Last-minute goals are good for business of course - a strong likelihood of a late goal will keep fans in the stadium, eyes glued to the live television feed, and the betting markets ticking over. Sport, as with any other form of entertainment, needs to find ways of building tension and retaining interest to the end of the show, and an uncertain outcome is one of the best ways of all. But assuming the game was a fair one, would it make sense for us to expect that Man U would have scored another goal had there been a minute or two more of extra time in their match against Spurs?
The notion of "data analytics" and "data science" are all the rage in the business community at the moment, based on the desire to start finding value or advantage in the huge amounts of transactional data collected and generated by computers every day. Data analytics in sport also has a growing number of fans, in part popularised through films such as Moneyball, based on the book of the same name by Michael Lewis that told the story of how player statistics could be used as a part of a winning scouting strategy in US baseball. So is there a "football analytics" community that may be able to help us answer our question?

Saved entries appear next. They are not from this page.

PR #456, opened 2024-04-20
Add a status bar, simplify tree view items

mikelow:
## ⚠️ _Updated. See Description section_

The commit message sums up most of the changes:
- add a status bar on the main window and its logic to update it in VGMFileListView, VGMFileView, and VGMFileTreeView
- simplify VGMFileTreeView items to just their name for easier navigation/visualization
- improve logic for focus and item selection between VGMFileListView, VGMFileView, VGMFileTreeView, and RawFileListView.
- remove redundant VGMFile `name` property and add some info in VGMFile::GetDescription()
- VGMItem::GetDescription() should now return only supplemental descriptive information about an item, and not the item name as a prefix
- Update the HexView tooltip formatting to be multiline

## Description
This introduces two new classes `StatusBarContent`, and ~~`StatusManager`~~. `StatusBarContent` is the widget we use for statusBar()->setWidget() in MainWindow, so it's basically the status bar. It contains the necessary QLabels and a public `setStatus()` method. ~~`StatusManager` is a singleton used for sending a status bar update. It exposes two public methods, which emit a signal to StatusBarContent, one of which is just a wrapper for setStatus() and the other which takes a `VGMItem` and sets the status with its properties.~~

⚠️ **Update:** I've renamed and repurposed `StatusManager` to a more generic singleton called `NotificationCenter`. In addition to handling the status bar updates, this class now also handles the signal when VGMFile selection changes. All of the views that respond to vgmfile selection change do so by connecting to the `NotificationCenter::vgmFileSelected` signal, and instead of emitting directly when vgmfile selection changes, they instead call `NotificationCenter::selectVGMFile()`.

I've also added RawFileListView as a subscriber to `vgmFileSelected`. When a VGMFile is selected, it selects the parent RawFile as the current item.

## Motivation and Context
Two things:
- I'd like the tree view to fit more information on the screen at once. Making each item one line long and moving the extra information into a status bar achieves that.
- I find it useful to be able to get offset/size information on VGMFiles.

## TODO
- ~~Add integration with the raw file and collection list views.~~
- Lighten the status bar text color in light mode. Played around with QPalette and the like, but had some difficulty getting it to work.

I understand it may be useful to pack more information into each tree item. I'd like to explore adding a toggle button to display more information per tree item, possibly as part of the "File Structure" header, which would need to be enlarged.

Another (not mutually exclusive) idea would be to have a mix between a tree view and a table view, to structure the data of each item more clearly and allow it to take less vertical space. Not sure if Qt provides a view like this.

## How Has This Been Tested?
Run on MacOS and Windows. Tested long name/description text and verified it scales and truncates appropriately.

MacOS
Screenshot 2024-04-19 at 3 25 50 PM
Screenshot 2024-04-19 at 3 29 04 PM

Windows
Capture
CaptureLight

Ubuntu
CaptureLight

## Types of changes

## Checklist:


sykhro:
ACK, will look at all of this later today. Sorry, I'm juggling a lot of things lately (but I still deeply care about this project :) )

mikelow:
> ACK, will look at all of this later today. Sorry, I'm juggling a lot of things lately (but I still deeply care about this project :) )

Thank you, but there's no rush! Take all the time you need.

sykhro:
> I understand it may be useful to pack more information into each tree item. I'd like to explore adding a toggle button to display more information per tree item, possibly as part of the "File Structure" header, which would need to be enlarged.

I find that being able to see details such as length of other items at a glance is very useful when implementing new/debugging parsers (which was the reason I added it). We should also probably drop the bold font since it's not a header anymore.

> Another (not mutually exclusive) idea would be to have a mix between a tree view and a table view, to structure the data of each item more clearly and allow it to take less vertical space. Not sure if Qt provides a view like this.

I can think of two ways to achieve this. If you could add it to this one PR it would be great win-win. No worries if you'd rather leave it for the future.

1. Following [this Qt example](https://doc.qt.io/qt-6/qtwidgets-itemviews-simpletreemodel-example.html). Unsure if this has the best performance.
2. Using a delegate (extending the `QItemDelegate::paint()` method to draw a grid, then `setItemDelegate()` on the `QTreeView` using the new class). This is definitely faster but also more hacky.

sykhro:
As for the status bar, that's okay by me. How would you feel about having it at the top of the window? This way it's to the hex view, I find that it gives less eye ping-pong.

mikelow:
> I find that being able to see details such as length of other items at a glance is very useful when implementing new/debugging parsers (which was the reason I added it). We should also probably drop the bold font since it's not a header anymore.

Can you explain this use-case little more? I'm surprised because I consider offset/size to be the least useful information in the tree, I suppose because this information is conveyed in the HexView.

> 1. Following [this Qt example](https://doc.qt.io/qt-6/qtwidgets-itemviews-simpletreemodel-example.html). Unsure if this has the best performance.

This looks very promising. Are you aware of performance issues, or just speculating?

> 2. Using a delegate (extending the QItemDelegate::paint() method to draw a grid, then setItemDelegate() on the QTreeView using the new class). This is definitely faster but also more hacky.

Now I may not be much of a football fan, but tracking down datasets is something of a sport to me, so I thought I'd have a quick "over-lunch" look around to see what sort of soccer stats-related data releases might be available. There was one caveat though - the data needs to be: 1) free (as in cost); and ideally 2) openly licensed (that is, not restricted by intellectual property rights such as copyright or database right, in its use).
The first thing I came across was a great initiative launched by Manchester City over the summer to release a wealth of match day data that could be used to visualise the action during a particular game - Manchester City data analytics. A commentary piece by data partners OptaPro provides a great background to the rationale behind the data release and some of the intellectual property law considerations associated with it. (Nothing is simple in IPR land, not even the publication of football fixture listings...!) The data is very detailed, the datasets very large, and it's probably all very interesting. But it's just a little too detailed, and currently only covers Man City games...
A post on the Arsenal website included a summary table of late goals in the Premier League from 2009, but no clues as to where I could get more of the same... However, a 'recent post' that was linked to at the bottom of the page (Fri, Nov 23, 2012 Gunners Gaming - Betting Preview) made me wonder about the betting sites. Do they have data maybe? (Bear in mind the caveat - it’s free and ideally openly licensed data I'm after.)
Searching for betting sites is not something I'd normally do, but in the name of research I ventured forth, through blinking banner ads and "free bet" offers that are probably way too good to be true... At one point, I thought I'd struck gold: the football-data.co.uk website has links to Premier League football data downloads, but... no data on late or last-minute goals, or the amount of extra time awarded. (If we just had goal times, we could work out whether they were late, last minute, and/or in extra-time...) The site did have data on half-time and full-time scores, as well as the number of corners, shots on or off target, fouls and yellow or red cards. But not the times when goals were scored.
With a minute to go before the end of my lunch break, another lucky strike: 11v11 "The Home of the Association of Football Statisticians". Could this be it? There's a link for /Premier League/, a link for /Manchester United/, a link for /Matches/, a link for each season, and each match by season... a match report, /with/ goal scorer and time... and a link for data files anywhere? Anywhere...? The clock ticks on, time's up. Close...but not quite there.